Have you ever thought that you might organize your slippery life by how often you have only just kept it? O’Farrell tells her mother, “I’m trying to write a life told only through near-death experiences.”
In seventeen chapters variously titled Neck, Abdomen, Head, Cerebellum, Causes Unknown, she describes those moments when death glanced at her … and then moved past her. At 18, she talks her way away from a man who set a trap for her on a lonely trail in a park. The police push aside her report, but O’Farrell knows what could have happened. She tells us, “I have an instinct for the onset for violence.” At the time she knew: “That man didn’t hurt me, but he will hurt someone else.” But at 18, she could not overcome the police officer’s dismissal of her experience. Two days later, two detectives visited her. The same man had ambushed and murdered another young woman.
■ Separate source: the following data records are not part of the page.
PR #2753, opened 2024-03-11
Upstream extension-search-path.patch

Pandapip1:
Upstreams the extension search path patch from https://github.com/NixOS/nixpkgs/pull/188086


PF4Public (changes requested):
Same considerations as voiced in nix issue tracker.

Besides, this patch does not apply.

networkException:
I avoided the nixpkgs issue largely because of its slightly convoluted history.

Given that I both maintain ungoogled-chromium and it's nixpkgs packaging (CC @emilylange), I'll try to take a closer look (can't promise when) at declarative extensions and whether ungoogled-chromium should put patches for it into its patchset

Pandapip1:
> Besides, this patch does not apply.

One of the stated goals of the `ungoogled-chromium` project is:

> ungoogled-chromium features tweaks to enhance privacy, control, and transparency. However, almost all of these features must be manually activated or enabled. For more details, see [Feature Overview](https://github.com/ungoogled-software/ungoogled-chromium/tree/master#feature-overview).

As this is a patch that enhances control, I'd argue this patch *does* apply.

networkException:
> Besides, this patch does not apply.

that is a technical observation:

```
WARNING: Patch failed validation: extra/ungoogled-chromium/extension-search-path.patch
DEBUG: Specifically, file "chrome/common/chrome_paths.cc" failed validation: Line '#include "base/files/file_path.h"' does not match context line '#include "base/files/file_util.h"' from patch
DEBUG: PATCH_BIN env variable is not set
DEBUG: Output of "patch --dry-run" for this patch on this file:
checking file chrome/common/chrome_paths.cc
Hunk #1 FAILED at 4.
Hunk #2 FAILED at 511.
2 out of 2 hunks FAILED
```

Pandapip1:
Sorry! Misinterpreted your statement.

Pandapip1:
The patch should apply now.

PF4Public:
> I'll try to take a closer look (can't promise when) at declarative extensions and whether ungoogled-chromium should put patches for it into its patchset

@networkException Have you had a chance to glance through? What's your opinion?

networkException:
*with my nixpkgs chromium maintainer hat on* I don't see the patch as useful here or in packaging as there are ways not needing modifications which I would prefer anyways

bendlas:
I would love to see this in UC. It's not just for including extensions from chromestore, but also for developing your own.

1. Carrying this patch in nixpkgs doesn't make sense, because it enables a substantial use case, which would then differ from other distros.
2. While there are workarounds, like managing the user's extention dir, this is substantially different and valuable in it's own right, because a system level extension also can't be messed up by a user messing up their browser profile.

She escapes a collision, drowning, an airliner that veers out of control, amoebic dysentery. She writes about all this from the vantage point of a 42-year-old mother of three. She writes beautiful prose about what almost happened, always aware that the very act of setting all these moments down came ever so close to never happening. You read for both her stories and her sentences.
As you read, you also remember – that time when I jumped my bike off the sidewalk chasing a friend, jumped it into the street between parked cars so that the driver whose bumper knocked my tire askew would have seen me appear, like a magic trick, out of nowhere. I can hear the howl of his brakes. I can see, even now, 56 years later, the blanched face of the driver, his mouth opening.
That time when I turned back from the stream where I was filling canteens and a bear stood thirty feet away, and when I stood and slowly hunched toward my companion, the bear chopped his jaws, laid his ears back against his skull and growled.
That time at 6 weeks old when I was rushed to the hospital for emergency surgery. That time… that time….
We are all lucky to be here. O’Farrell lets us know what we missed, and in doing so, what we possess.